= TASK OBJECTIVE =
Using the listing below, set down exactly the lines starting at the line that contains "PR #2986, opened 2025-06-18" and ending at the line that contains "This came out", both included, and no others.
------ SOURCE MATERIAL
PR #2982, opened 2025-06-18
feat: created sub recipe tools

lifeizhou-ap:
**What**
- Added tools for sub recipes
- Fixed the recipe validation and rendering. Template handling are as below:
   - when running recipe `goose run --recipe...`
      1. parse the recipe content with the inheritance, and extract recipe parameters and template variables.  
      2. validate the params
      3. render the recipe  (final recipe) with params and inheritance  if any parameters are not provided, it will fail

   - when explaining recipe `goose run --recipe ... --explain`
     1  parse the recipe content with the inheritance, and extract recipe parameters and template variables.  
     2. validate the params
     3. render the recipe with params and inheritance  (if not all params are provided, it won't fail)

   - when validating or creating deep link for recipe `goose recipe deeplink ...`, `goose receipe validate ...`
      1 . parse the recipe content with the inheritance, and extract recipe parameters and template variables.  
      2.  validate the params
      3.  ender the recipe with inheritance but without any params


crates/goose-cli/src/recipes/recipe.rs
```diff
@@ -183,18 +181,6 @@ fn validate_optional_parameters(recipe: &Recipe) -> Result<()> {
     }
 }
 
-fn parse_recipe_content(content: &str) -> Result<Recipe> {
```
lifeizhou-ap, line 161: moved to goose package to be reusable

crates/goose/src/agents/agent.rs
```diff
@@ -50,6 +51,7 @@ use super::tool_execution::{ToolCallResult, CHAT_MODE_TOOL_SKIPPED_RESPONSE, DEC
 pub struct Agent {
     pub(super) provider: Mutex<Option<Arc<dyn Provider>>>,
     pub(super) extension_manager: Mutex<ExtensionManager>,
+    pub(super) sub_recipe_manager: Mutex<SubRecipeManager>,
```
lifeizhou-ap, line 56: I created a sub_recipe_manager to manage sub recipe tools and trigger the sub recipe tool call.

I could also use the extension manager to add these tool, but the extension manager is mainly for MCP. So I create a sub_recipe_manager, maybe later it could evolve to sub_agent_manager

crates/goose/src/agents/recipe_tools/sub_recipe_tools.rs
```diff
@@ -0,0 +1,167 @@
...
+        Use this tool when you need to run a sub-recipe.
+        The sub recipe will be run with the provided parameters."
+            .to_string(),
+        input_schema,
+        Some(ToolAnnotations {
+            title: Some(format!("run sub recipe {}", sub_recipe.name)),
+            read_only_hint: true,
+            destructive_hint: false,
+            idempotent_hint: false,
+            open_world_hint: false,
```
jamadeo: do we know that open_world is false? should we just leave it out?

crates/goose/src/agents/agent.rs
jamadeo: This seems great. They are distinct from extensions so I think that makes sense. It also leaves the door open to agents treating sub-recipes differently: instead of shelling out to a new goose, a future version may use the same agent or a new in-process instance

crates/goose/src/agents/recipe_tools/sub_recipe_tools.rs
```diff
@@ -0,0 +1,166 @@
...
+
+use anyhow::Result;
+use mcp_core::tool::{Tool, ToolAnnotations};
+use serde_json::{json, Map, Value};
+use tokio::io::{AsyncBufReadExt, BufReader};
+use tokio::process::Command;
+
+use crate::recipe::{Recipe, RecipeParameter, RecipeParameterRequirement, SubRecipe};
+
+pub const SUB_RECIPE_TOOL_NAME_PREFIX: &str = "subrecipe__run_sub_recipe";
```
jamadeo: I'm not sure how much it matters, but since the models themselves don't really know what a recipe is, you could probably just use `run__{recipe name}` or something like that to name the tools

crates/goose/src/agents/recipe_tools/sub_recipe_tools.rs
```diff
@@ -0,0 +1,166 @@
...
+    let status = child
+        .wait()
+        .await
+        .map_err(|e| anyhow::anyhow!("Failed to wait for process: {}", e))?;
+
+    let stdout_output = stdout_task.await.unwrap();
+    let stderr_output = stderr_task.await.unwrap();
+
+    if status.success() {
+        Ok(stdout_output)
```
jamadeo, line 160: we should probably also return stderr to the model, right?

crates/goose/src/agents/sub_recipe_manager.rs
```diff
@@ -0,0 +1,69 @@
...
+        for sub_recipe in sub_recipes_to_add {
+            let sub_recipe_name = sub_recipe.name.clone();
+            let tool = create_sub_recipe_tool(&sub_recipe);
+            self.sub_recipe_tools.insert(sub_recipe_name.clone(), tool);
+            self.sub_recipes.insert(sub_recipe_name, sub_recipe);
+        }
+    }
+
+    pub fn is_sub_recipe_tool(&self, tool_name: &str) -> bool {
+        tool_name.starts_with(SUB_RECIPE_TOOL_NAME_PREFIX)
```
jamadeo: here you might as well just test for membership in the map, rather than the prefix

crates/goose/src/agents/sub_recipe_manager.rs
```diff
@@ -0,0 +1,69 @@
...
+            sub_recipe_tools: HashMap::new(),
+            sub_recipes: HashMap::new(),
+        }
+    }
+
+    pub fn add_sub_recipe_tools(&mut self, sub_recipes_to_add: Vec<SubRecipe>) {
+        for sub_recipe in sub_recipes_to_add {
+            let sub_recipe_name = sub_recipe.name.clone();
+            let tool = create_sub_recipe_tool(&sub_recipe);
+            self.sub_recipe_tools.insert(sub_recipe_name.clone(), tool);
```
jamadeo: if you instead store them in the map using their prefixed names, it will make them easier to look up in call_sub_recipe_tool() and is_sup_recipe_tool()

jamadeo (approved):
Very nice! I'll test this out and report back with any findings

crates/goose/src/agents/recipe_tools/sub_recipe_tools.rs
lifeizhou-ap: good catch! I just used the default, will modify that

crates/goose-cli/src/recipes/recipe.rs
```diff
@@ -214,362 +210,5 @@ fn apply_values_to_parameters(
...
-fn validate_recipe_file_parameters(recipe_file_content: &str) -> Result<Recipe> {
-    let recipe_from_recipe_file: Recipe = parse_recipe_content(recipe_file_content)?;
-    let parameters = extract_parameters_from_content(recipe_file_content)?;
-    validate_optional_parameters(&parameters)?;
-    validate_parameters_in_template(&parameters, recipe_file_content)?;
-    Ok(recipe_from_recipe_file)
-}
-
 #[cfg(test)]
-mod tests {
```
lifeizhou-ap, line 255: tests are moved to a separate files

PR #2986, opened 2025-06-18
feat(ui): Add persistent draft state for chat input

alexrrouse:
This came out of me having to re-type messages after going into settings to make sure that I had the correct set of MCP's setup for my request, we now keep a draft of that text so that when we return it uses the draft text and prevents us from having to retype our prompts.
------------
------ SOURCE MATERIAL
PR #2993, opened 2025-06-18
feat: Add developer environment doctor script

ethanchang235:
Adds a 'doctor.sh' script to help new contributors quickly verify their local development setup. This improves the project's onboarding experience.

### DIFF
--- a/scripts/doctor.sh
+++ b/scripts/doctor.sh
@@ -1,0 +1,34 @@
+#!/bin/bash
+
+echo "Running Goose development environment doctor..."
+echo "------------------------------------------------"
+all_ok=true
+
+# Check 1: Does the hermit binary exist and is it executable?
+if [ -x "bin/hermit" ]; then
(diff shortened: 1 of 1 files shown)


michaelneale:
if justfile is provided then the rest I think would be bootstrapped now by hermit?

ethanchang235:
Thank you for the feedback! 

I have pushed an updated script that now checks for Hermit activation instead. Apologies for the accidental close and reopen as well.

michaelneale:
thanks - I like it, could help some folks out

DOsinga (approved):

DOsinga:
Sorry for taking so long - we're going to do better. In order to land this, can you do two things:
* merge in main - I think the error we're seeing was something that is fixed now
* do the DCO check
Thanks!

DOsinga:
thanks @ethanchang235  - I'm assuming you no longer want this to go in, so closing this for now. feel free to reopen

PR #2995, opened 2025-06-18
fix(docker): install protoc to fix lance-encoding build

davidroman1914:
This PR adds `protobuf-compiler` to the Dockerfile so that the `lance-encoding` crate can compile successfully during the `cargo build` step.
------------
------ SOURCE MATERIAL
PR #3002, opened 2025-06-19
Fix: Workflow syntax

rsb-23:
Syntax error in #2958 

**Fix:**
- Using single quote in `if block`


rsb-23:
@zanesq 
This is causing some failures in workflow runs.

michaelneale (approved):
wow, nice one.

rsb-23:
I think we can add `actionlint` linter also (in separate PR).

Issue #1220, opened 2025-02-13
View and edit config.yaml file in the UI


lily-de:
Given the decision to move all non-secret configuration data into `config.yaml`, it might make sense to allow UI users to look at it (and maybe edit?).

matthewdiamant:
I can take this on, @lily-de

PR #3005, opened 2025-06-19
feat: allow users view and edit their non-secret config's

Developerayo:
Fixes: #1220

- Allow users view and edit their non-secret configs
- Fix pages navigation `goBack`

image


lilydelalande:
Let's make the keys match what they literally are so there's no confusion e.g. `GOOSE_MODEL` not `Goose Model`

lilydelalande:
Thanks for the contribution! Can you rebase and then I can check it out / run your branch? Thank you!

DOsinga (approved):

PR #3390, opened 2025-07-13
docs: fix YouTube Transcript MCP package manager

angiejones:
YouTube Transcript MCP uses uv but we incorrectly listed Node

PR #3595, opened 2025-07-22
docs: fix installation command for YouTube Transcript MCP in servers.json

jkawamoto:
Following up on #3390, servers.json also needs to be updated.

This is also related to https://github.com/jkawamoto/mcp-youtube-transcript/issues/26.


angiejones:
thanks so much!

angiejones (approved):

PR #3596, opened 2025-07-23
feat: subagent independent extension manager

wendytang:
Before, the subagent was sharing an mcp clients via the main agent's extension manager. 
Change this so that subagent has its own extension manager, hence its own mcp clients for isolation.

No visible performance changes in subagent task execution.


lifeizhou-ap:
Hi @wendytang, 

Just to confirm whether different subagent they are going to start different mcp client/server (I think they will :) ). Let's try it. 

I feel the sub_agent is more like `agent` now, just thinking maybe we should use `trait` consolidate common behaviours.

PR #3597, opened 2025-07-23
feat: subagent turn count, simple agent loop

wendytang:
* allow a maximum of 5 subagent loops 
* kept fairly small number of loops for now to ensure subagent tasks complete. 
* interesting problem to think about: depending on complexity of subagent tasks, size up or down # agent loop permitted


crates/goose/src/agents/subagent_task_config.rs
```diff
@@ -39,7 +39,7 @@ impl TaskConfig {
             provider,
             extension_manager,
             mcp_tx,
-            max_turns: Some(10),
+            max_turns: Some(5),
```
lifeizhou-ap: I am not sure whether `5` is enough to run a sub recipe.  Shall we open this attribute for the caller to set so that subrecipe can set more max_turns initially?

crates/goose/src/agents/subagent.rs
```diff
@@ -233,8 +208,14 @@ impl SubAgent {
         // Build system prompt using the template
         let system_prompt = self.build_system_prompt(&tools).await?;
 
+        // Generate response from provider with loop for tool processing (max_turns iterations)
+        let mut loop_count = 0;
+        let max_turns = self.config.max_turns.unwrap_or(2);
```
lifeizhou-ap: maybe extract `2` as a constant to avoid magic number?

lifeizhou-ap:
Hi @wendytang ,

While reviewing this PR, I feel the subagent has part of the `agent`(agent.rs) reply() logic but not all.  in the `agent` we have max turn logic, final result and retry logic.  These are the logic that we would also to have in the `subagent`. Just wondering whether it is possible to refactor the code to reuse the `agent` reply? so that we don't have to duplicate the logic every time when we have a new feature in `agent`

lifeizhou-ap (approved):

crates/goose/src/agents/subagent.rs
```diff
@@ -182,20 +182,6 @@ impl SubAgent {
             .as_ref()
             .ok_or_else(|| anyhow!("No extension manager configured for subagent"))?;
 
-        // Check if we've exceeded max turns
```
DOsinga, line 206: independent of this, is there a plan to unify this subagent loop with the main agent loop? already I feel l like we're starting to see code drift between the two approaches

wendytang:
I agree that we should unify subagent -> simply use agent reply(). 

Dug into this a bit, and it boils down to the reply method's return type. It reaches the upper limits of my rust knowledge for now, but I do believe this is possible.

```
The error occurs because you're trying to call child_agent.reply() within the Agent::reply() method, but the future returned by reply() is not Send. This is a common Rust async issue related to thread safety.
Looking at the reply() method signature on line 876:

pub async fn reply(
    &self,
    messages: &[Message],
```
------------
= TASK ANSWER =
PR #2986, opened 2025-06-18
feat(ui): Add persistent draft state for chat input

alexrrouse:
This came out of me having to re-type messages after going into settings to make sure that I had the correct set of MCP's setup for my request, we now keep a draft of that text so that when we return it uses the draft text and prevents us from having to retype our prompts.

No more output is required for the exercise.